START Source material

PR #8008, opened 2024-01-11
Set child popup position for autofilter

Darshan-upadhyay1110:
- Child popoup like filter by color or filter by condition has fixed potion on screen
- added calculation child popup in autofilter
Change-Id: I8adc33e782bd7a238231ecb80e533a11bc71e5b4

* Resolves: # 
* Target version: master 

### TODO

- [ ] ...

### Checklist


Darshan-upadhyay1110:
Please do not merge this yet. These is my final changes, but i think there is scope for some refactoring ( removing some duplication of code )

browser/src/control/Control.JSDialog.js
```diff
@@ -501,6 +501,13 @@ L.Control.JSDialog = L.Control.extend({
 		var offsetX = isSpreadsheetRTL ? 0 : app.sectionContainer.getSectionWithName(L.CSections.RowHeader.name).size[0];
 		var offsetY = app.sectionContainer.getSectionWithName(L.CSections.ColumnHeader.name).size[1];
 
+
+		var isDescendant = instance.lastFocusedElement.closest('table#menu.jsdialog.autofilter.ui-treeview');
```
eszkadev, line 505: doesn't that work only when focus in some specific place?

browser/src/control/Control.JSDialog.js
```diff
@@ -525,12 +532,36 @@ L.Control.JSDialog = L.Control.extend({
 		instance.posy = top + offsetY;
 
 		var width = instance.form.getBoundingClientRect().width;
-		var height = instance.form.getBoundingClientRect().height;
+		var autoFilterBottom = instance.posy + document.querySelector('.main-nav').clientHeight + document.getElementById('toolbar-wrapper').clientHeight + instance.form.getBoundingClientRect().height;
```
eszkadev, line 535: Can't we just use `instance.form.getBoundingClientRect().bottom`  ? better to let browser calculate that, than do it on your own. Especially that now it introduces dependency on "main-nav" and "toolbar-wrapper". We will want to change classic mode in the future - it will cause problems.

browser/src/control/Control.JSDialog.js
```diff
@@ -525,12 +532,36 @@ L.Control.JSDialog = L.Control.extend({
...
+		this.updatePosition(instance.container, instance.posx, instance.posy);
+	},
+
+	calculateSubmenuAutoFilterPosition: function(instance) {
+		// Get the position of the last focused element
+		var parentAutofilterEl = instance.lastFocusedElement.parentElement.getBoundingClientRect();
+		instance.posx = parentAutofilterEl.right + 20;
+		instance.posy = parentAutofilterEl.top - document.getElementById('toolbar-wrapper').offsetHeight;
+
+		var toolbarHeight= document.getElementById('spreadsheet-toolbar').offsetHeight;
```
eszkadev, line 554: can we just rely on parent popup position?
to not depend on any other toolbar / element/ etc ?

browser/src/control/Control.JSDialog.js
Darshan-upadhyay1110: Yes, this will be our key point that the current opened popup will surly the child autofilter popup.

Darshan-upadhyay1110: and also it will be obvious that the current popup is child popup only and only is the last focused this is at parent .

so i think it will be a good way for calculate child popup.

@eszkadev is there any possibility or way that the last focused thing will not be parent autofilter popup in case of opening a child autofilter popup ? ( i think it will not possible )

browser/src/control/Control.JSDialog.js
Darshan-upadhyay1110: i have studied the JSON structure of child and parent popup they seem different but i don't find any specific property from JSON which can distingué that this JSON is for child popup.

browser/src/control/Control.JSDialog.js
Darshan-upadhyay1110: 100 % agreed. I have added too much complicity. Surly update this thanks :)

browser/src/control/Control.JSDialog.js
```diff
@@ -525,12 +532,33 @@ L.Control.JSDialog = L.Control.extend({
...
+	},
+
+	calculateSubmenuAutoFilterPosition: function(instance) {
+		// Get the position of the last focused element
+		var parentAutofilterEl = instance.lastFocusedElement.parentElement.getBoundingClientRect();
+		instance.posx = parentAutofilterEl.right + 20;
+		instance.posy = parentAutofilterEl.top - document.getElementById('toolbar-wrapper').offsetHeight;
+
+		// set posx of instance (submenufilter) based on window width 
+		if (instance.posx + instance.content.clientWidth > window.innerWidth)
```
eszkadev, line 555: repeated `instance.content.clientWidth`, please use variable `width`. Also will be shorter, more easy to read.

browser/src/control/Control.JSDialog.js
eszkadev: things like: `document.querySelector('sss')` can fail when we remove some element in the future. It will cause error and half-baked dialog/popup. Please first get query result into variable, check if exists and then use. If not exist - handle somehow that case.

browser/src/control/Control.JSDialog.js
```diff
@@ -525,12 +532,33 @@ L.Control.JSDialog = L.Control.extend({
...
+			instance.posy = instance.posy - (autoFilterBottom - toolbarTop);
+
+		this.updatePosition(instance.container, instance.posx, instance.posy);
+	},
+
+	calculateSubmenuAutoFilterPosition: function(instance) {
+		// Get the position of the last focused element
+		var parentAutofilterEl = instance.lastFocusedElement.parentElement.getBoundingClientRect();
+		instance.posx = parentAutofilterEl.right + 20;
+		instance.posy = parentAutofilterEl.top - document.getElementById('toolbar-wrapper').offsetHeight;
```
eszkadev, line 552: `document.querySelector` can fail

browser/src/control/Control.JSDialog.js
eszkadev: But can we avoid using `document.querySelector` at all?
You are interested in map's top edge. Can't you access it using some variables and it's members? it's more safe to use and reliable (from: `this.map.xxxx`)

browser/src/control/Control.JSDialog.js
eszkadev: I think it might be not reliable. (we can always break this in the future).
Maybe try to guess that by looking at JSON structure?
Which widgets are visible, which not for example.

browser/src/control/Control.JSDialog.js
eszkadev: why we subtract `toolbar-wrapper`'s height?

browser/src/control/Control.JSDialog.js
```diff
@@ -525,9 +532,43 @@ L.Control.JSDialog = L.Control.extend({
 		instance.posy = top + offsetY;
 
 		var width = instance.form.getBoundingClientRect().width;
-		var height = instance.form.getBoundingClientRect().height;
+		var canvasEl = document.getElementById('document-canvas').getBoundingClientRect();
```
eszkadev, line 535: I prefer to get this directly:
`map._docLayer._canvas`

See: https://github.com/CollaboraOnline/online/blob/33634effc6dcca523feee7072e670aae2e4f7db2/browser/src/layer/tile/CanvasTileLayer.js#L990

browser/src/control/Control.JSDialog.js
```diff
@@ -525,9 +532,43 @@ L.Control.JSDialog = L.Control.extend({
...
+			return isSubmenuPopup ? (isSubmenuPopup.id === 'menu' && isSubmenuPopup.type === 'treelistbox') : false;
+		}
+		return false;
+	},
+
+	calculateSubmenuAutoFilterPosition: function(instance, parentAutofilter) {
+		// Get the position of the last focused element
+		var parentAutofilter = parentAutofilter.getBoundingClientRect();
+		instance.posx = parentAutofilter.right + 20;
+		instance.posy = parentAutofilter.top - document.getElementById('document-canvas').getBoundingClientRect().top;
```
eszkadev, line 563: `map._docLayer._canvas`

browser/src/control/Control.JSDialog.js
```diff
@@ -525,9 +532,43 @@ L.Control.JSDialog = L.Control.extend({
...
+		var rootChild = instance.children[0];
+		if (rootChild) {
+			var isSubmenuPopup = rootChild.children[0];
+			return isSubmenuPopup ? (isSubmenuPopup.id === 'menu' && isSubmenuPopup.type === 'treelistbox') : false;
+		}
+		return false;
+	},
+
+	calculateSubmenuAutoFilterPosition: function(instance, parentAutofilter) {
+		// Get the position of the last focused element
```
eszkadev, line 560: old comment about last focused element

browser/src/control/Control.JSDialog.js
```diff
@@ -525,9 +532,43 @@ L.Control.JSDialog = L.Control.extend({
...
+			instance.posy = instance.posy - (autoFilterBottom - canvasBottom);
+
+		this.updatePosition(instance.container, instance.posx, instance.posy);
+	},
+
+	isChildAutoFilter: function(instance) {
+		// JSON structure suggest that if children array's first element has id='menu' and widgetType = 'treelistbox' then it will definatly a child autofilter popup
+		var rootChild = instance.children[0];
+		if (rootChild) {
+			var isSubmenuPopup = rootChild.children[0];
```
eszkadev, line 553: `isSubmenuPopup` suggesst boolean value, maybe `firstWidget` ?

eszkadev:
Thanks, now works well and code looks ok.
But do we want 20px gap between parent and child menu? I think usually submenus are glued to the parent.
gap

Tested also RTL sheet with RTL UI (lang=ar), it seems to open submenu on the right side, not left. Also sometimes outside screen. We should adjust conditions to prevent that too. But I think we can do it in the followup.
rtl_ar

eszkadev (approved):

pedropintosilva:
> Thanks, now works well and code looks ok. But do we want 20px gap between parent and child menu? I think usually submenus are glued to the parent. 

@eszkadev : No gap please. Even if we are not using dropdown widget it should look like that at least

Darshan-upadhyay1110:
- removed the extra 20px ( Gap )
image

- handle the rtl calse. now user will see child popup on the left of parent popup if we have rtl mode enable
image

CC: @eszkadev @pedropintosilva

END Source material

§ Exercise goal: Nothing but the lines from the top of the entries above through the line with "Target version: master" should be set down, each exactly as written.

§ Expected output:
PR #8008, opened 2024-01-11
Set child popup position for autofilter

Darshan-upadhyay1110:
- Child popoup like filter by color or filter by condition has fixed potion on screen
- added calculation child popup in autofilter
Change-Id: I8adc33e782bd7a238231ecb80e533a11bc71e5b4

* Resolves: # 
* Target version: master 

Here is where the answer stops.